Start of Recorded data

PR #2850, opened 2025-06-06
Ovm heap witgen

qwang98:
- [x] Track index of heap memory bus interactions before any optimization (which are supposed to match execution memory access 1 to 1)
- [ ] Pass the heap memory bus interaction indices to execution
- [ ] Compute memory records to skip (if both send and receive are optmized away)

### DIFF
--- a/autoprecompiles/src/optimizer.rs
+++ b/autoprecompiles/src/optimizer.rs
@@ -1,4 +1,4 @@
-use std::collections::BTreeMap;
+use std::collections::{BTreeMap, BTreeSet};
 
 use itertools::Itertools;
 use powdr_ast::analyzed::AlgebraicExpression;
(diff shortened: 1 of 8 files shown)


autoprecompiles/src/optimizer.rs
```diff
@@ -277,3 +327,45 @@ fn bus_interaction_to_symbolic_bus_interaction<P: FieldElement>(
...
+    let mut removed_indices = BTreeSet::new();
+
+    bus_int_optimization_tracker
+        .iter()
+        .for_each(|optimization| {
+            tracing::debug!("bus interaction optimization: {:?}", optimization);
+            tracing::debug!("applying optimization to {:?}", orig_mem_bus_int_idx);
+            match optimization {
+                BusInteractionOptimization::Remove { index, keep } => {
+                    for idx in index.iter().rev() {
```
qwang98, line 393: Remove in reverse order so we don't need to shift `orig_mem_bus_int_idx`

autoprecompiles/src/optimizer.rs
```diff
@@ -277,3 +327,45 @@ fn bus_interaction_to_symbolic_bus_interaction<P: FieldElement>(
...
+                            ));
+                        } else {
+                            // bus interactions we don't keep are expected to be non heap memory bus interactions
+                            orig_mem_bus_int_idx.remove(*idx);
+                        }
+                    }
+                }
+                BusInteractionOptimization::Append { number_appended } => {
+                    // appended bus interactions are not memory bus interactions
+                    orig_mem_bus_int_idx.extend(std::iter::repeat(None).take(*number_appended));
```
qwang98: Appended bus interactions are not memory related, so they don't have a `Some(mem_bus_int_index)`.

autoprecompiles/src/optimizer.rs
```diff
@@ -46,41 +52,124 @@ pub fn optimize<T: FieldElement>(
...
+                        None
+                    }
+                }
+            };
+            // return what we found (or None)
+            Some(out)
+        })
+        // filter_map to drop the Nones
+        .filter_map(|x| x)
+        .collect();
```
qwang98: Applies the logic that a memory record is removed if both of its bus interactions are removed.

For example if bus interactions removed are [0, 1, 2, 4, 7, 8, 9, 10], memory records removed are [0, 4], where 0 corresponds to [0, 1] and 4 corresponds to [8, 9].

End of Recorded data
Start of Recorded data

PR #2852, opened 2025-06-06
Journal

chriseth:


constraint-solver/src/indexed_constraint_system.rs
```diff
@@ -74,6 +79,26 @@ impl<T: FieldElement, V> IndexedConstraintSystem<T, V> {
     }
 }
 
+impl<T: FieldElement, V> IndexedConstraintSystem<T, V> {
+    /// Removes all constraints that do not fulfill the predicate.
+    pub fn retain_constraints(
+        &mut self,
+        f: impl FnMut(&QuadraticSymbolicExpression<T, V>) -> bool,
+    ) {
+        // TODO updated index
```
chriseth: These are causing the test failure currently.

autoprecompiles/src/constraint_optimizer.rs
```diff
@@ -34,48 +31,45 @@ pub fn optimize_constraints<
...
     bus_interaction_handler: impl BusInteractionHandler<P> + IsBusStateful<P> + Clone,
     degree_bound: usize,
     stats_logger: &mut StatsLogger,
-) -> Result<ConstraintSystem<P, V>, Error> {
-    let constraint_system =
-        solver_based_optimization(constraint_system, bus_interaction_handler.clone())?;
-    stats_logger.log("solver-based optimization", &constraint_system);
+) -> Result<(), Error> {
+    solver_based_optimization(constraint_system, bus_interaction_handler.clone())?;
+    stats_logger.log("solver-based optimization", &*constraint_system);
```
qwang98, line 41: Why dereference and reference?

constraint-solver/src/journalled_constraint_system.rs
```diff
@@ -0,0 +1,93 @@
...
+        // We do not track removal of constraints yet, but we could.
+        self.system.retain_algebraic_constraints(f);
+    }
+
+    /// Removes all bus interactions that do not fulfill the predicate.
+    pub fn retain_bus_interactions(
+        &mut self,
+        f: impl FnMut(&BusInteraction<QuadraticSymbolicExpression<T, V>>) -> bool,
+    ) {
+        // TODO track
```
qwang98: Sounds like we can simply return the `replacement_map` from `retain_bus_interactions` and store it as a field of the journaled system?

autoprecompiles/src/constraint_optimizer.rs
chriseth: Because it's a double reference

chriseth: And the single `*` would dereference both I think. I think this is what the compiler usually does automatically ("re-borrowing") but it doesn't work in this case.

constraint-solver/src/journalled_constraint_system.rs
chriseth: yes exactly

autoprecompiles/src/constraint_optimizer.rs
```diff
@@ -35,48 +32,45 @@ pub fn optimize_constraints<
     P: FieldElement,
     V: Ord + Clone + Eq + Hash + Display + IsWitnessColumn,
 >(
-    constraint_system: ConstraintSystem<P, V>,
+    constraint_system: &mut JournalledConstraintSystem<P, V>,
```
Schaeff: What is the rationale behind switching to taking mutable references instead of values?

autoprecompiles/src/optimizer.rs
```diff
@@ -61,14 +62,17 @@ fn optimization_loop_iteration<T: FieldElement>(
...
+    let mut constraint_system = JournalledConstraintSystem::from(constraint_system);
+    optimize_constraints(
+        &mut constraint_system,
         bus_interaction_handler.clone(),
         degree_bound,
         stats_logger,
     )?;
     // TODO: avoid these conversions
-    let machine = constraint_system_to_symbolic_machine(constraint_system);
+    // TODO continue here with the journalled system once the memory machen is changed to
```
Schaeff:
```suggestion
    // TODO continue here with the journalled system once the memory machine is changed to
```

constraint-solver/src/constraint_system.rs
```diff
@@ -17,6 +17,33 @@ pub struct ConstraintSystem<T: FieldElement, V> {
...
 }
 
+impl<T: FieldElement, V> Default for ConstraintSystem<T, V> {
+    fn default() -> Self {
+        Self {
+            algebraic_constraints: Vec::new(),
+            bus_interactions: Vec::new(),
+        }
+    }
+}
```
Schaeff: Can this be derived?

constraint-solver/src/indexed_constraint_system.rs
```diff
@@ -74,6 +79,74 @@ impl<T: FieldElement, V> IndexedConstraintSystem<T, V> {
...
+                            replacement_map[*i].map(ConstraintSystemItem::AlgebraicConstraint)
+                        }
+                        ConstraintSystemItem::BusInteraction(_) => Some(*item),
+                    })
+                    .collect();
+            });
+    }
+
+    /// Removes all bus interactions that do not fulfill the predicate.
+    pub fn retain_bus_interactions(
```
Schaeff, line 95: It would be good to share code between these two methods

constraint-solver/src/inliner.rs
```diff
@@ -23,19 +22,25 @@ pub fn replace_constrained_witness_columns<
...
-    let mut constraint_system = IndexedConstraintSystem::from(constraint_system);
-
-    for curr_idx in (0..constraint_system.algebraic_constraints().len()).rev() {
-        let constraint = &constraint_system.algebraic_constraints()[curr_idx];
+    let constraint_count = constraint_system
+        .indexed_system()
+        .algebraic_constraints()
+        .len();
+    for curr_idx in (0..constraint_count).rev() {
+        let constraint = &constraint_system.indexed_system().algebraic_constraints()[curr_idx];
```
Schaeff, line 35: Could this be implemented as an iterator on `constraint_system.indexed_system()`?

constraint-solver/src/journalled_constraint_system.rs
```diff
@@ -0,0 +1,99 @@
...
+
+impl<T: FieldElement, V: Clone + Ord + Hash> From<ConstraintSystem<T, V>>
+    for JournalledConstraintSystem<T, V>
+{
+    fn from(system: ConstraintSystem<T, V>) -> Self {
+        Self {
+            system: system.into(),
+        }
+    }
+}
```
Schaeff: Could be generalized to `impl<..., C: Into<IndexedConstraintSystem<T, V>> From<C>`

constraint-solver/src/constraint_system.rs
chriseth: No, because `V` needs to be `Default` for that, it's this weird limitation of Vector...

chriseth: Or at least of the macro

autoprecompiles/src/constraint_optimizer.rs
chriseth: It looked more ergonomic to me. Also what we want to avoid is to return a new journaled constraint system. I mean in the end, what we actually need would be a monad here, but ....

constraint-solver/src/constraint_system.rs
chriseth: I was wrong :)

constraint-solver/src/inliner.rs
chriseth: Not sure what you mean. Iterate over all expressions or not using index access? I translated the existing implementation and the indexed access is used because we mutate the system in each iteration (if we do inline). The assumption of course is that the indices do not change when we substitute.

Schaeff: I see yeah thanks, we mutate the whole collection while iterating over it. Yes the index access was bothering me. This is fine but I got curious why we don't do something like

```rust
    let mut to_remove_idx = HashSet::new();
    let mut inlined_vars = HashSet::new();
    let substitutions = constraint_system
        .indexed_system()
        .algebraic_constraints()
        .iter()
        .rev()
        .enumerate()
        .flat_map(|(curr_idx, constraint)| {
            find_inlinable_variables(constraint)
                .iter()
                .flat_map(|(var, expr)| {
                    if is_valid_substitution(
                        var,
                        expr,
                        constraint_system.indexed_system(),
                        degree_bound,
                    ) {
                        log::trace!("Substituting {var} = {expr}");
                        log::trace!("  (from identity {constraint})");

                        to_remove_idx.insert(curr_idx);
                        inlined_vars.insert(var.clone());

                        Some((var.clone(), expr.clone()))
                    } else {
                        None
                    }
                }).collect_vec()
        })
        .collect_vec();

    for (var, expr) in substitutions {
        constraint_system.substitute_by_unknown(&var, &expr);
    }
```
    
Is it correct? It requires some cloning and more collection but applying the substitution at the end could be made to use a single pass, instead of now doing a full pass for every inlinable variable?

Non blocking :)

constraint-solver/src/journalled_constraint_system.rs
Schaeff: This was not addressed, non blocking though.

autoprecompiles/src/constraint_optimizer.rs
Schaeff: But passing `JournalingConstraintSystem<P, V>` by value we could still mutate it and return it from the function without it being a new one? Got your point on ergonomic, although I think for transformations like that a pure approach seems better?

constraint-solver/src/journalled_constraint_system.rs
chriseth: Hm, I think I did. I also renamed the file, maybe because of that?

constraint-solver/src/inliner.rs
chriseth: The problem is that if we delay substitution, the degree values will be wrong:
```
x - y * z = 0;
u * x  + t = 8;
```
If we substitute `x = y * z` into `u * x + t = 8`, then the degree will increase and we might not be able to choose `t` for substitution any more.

End of Recorded data
Start of Recorded data

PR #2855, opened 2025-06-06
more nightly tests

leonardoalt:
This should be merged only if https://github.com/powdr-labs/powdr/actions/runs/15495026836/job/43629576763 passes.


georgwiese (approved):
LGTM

End of Recorded data

- Task prompt:
Return each full line of the entries that contains the word "execution".

- Exercise solution:
- [x] Track index of heap memory bus interactions before any optimization (which are supposed to match execution memory access 1 to 1)
- [ ] Pass the heap memory bus interaction indices to execution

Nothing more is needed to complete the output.